Citizen Journalism in Syria...
Tracking the ongoing violent uprising in Syria has been exceptionally difficult. Syrian journalists have been threatened and arrested by the government, while international news organizations are, for the most part, kept out of the country.
In their place, Local Coordination Committees of citizen journalists have practically become the only source of news inside the ravaged country. These committees have been disseminating information to the outside world using the Internet - including riveting eyewitness accounts and often-gruesome photos.
To maintain an air of credibility, the way it works is that informants on the ground send information and the committees confirm it from multiple sources. A third group then translates the news into English and distributes it online. These local committees were just honored by Reporters Without Borders with the 2012 Netizen Prize.

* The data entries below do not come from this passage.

PR #1068, opened 2026-07-16
Max number length config for BigInteger and BigDecimal

### LINKED ISSUE #1066: ParserConfiguration should support max number length

stleary:
**Description**
Additional work for CVE-2026-59171 (See #1065):
* Max number length should be configurable in ParserConfiguration
* Max number length for BigInteger and BigDecimal should be enforced for getBigInteger() and optBigInteger().
This fixes #1066 

**Refactoring**
N/A

**Testing done**
New unit tests were added.

### DIFF
--- a/src/main/java/org/json/JSONArray.java
+++ b/src/main/java/org/json/JSONArray.java
@@ -483,8 +483,29 @@ public class JSONArray implements Iterable<Object> {
      *             to a BigInteger.
      */
     public BigInteger getBigInteger (int index) throws JSONException {
+        return this.getBigInteger(index, new JSONParserConfiguration());
+    }
+
+    /**
+     * Get the BigInteger value associated with an index.
+     *
+     * @param index
+     *            The index must be between 0 and length() - 1.
+     * @param jsonParserConfiguration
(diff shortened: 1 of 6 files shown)


stleary:
Completes the fix for CVE-2026-59171 Unbounded numeric string parsing

Yes

**Risks**
Low. The behavior for very large BigInteger and BigDecimal has changed, but it is unlikely that anyone will encounter the change with valid JSON. If they do, the capability to disable this fix is included. 

**Changes to the API?**
The lib will not attempt to parse strings containing very large numbers. When this happens, a string will be emitted instead of a BigInteger or BigDecimal.

Yes

Yes

No, unit tests were added

Minimal refactoring due to SonarQube results

**Review status**
**APPROVED** - by myself

Thanks to @waydeshi, @Damien-Warren-206, and @mechko for contributions that resulted in this fix


Starting 3 day comment window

Because the Western media had largely been shut out from covering events on the ground in Syria, it's quite amazing that any of us can still follow what's happening thanks to these cyberactivists. Reading eyewitness accounts and viewing recent photographs, knowing they've been confirmed by multiple sources, is truly fascinating. Everyone should take a minute out of their day and take a look.
It's unclear how much cyberactivism is ultimately going to matter in this case, given that foreign intervention seems increasingly less likely with each passing week. But sometimes just being informed is a social good in and of itself. It will reap consequences far into the future.